Information given >>

PR #4062, opened 2020-06-08
DHFPROD-4912: Fixing QS's dependency on dhfversion

rjrudin:
Instead of reverting (https://github.com/marklogic/marklogic-data-hub/pull/4061), I think this may address QS's dependency on mlDHFVersion. 

This is now populated via versions.getLocalProjectVersion. And the header of QS has been 
changed to reference runningVersion instead of local project version.

#### Checklist: 
```diff
- Note: do not change the below
```

-  ##### Owner:

- [x] Added Tests
  

- ##### Reviewer:

- [x] Reviewed Tests

### DIFF
--- a/marklogic-data-hub/src/main/java/com/marklogic/hub/impl/Versions.java
+++ b/marklogic-data-hub/src/main/java/com/marklogic/hub/impl/Versions.java
@@ -121,18 +121,22 @@ public class Versions extends LoggingObject {
             if (fallbackToLocalProject) {
                 logger.info("Unable to determine installed version, likely because DH is not yet installed: " + ex.getMessage());
                 logger.info("Will try to determine version from local project");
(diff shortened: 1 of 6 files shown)


bsrikan:
On this PR tested following:
- With no DH installed ran 5.3 QS -- got expected message in QS about upgrade
- With 5.2 mapping example deployed ran 5.3 QS -- got expected message in QS about upgrade 
`Details of the message for above 2 in JIRA ticket.`

- Ran hubUpdate on 5.2 mapping project, removed mlDHFVersion from gradle.properties and then ran flows in QS -- flows running as expected
- Ran hubMigrateFlows, ran hubDeployAsDeveloper, Cleared user data ran flows from HC -- flows running as expected


Will document this in JIRA as well since this is going to be the upgrade path as well.

PR #4065, opened 2020-06-08
DHFPROD-4706: Update hubCreateEntity task

akshaysonvane:
#### Checklist: 
```diff
- Note: do not change the below
```

-  ##### Owner:

- [x] Added Tests
  

- ##### Reviewer:

- [x] Reviewed Tests

### DIFF
--- a/marklogic-data-hub/src/main/resources/scaffolding/Entity.json
+++ b/marklogic-data-hub/src/main/resources/scaffolding/Entity.json
@@ -1,13 +1,13 @@
 {
   "info" : {
     "title" : "placeholder",
-    "version" : "0.0.1",
-    "baseUri" : "http://example.com/",
-    "description" : "An placeholder entity"
+    "version" : "1.0.0",
+    "baseUri" : "http://example.org",
+    "description" : ""
   },
   "definitions" : {
     "placeholder" : {
-      "description" : "The placeholder entity root.",
+      "description" : "",
       "required" : [ ],
       "rangeIndex" : [ ],
       "elementRangeIndex" : [ ],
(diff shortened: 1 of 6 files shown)


ml-data-hub-plugin/src/test/groovy/com/marklogic/gradle/task/CreateEntityTaskTest.groovy
```diff
@@ -61,7 +61,7 @@ class CreateEntityTaskTest extends BaseTest {
         result.task(":hubDeployUserArtifacts").outcome == SUCCESS
 
         File entityFile = Paths.get(testProjectDir.root.toString(), "entities", "my-new-entity.entity.json").toFile()
-        entityFile.isFile() == true
+        entityFile.isFile()
```
rjrudin, line 64: What is this line of code doing - should it just be removed?

akshaysonvane: The Spock testing framework does not require a condition check for boolean assertions.

akshaysonvane:
Fixed failing tests.

marklogic-data-hub/src/main/resources/scaffolding/Entity.json
```diff
@@ -1,13 +1,13 @@
 {
   "info" : {
     "title" : "placeholder",
-    "version" : "0.0.1",
-    "baseUri" : "http://example.com/",
-    "description" : "An placeholder entity"
+    "version" : "1.0.0",
+    "baseUri" : "http://example.org",
```
rjrudin, line 5: I thought this needs to end with a "/" or else the trigger for validating entities will fail?

akshaysonvane: We validate using 
```
xdmp:json-validate-node($entity-def/info, xdmp:unquote('{type: "object", properties: {"baseUri":{type:"string", format:"uri"}}, required: ["baseUri"]}'), "strict")
```
It seems any string that has the following structure is a valid URI for ML
```
?://?
``` 

I changed the baseUri to "http://example.org" since that's what the AC in the ticket said https://project.marklogic.com/jira/browse/DHFPROD-4706
Should it be "http://example.org/" ?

Activity >>
Restate the full listing word for word, leaving out nothing.

Task solution >>
PR #4062, opened 2020-06-08
DHFPROD-4912: Fixing QS's dependency on dhfversion

rjrudin:
Instead of reverting (https://github.com/marklogic/marklogic-data-hub/pull/4061), I think this may address QS's dependency on mlDHFVersion. 

This is now populated via versions.getLocalProjectVersion. And the header of QS has been 
changed to reference runningVersion instead of local project version.

#### Checklist: 
```diff
- Note: do not change the below
```

-  ##### Owner:

- [x] Added Tests
  

- ##### Reviewer:

- [x] Reviewed Tests

### DIFF
--- a/marklogic-data-hub/src/main/java/com/marklogic/hub/impl/Versions.java
+++ b/marklogic-data-hub/src/main/java/com/marklogic/hub/impl/Versions.java
@@ -121,18 +121,22 @@ public class Versions extends LoggingObject {
             if (fallbackToLocalProject) {
                 logger.info("Unable to determine installed version, likely because DH is not yet installed: " + ex.getMessage());
                 logger.info("Will try to determine version from local project");
(diff shortened: 1 of 6 files shown)


bsrikan:
On this PR tested following:
- With no DH installed ran 5.3 QS -- got expected message in QS about upgrade
- With 5.2 mapping example deployed ran 5.3 QS -- got expected message in QS about upgrade 
`Details of the message for above 2 in JIRA ticket.`

- Ran hubUpdate on 5.2 mapping project, removed mlDHFVersion from gradle.properties and then ran flows in QS -- flows running as expected
- Ran hubMigrateFlows, ran hubDeployAsDeveloper, Cleared user data ran flows from HC -- flows running as expected


Will document this in JIRA as well since this is going to be the upgrade path as well.

PR #4065, opened 2020-06-08
DHFPROD-4706: Update hubCreateEntity task

akshaysonvane:
#### Checklist: 
```diff
- Note: do not change the below
```

-  ##### Owner:

- [x] Added Tests
  

- ##### Reviewer:

- [x] Reviewed Tests

### DIFF
--- a/marklogic-data-hub/src/main/resources/scaffolding/Entity.json
+++ b/marklogic-data-hub/src/main/resources/scaffolding/Entity.json
@@ -1,13 +1,13 @@
 {
   "info" : {
     "title" : "placeholder",
-    "version" : "0.0.1",
-    "baseUri" : "http://example.com/",
-    "description" : "An placeholder entity"
+    "version" : "1.0.0",
+    "baseUri" : "http://example.org",
+    "description" : ""
   },
   "definitions" : {
     "placeholder" : {
-      "description" : "The placeholder entity root.",
+      "description" : "",
       "required" : [ ],
       "rangeIndex" : [ ],
       "elementRangeIndex" : [ ],
(diff shortened: 1 of 6 files shown)


ml-data-hub-plugin/src/test/groovy/com/marklogic/gradle/task/CreateEntityTaskTest.groovy
```diff
@@ -61,7 +61,7 @@ class CreateEntityTaskTest extends BaseTest {
         result.task(":hubDeployUserArtifacts").outcome == SUCCESS
 
         File entityFile = Paths.get(testProjectDir.root.toString(), "entities", "my-new-entity.entity.json").toFile()
-        entityFile.isFile() == true
+        entityFile.isFile()
```
rjrudin, line 64: What is this line of code doing - should it just be removed?

akshaysonvane: The Spock testing framework does not require a condition check for boolean assertions.

akshaysonvane:
Fixed failing tests.

marklogic-data-hub/src/main/resources/scaffolding/Entity.json
```diff
@@ -1,13 +1,13 @@
 {
   "info" : {
     "title" : "placeholder",
-    "version" : "0.0.1",
-    "baseUri" : "http://example.com/",
-    "description" : "An placeholder entity"
+    "version" : "1.0.0",
+    "baseUri" : "http://example.org",
```
rjrudin, line 5: I thought this needs to end with a "/" or else the trigger for validating entities will fail?

akshaysonvane: We validate using 
```
xdmp:json-validate-node($entity-def/info, xdmp:unquote('{type: "object", properties: {"baseUri":{type:"string", format:"uri"}}, required: ["baseUri"]}'), "strict")
```
It seems any string that has the following structure is a valid URI for ML
```
?://?
``` 

I changed the baseUri to "http://example.org" since that's what the AC in the ticket said https://project.marklogic.com/jira/browse/DHFPROD-4706
Should it be "http://example.org/" ?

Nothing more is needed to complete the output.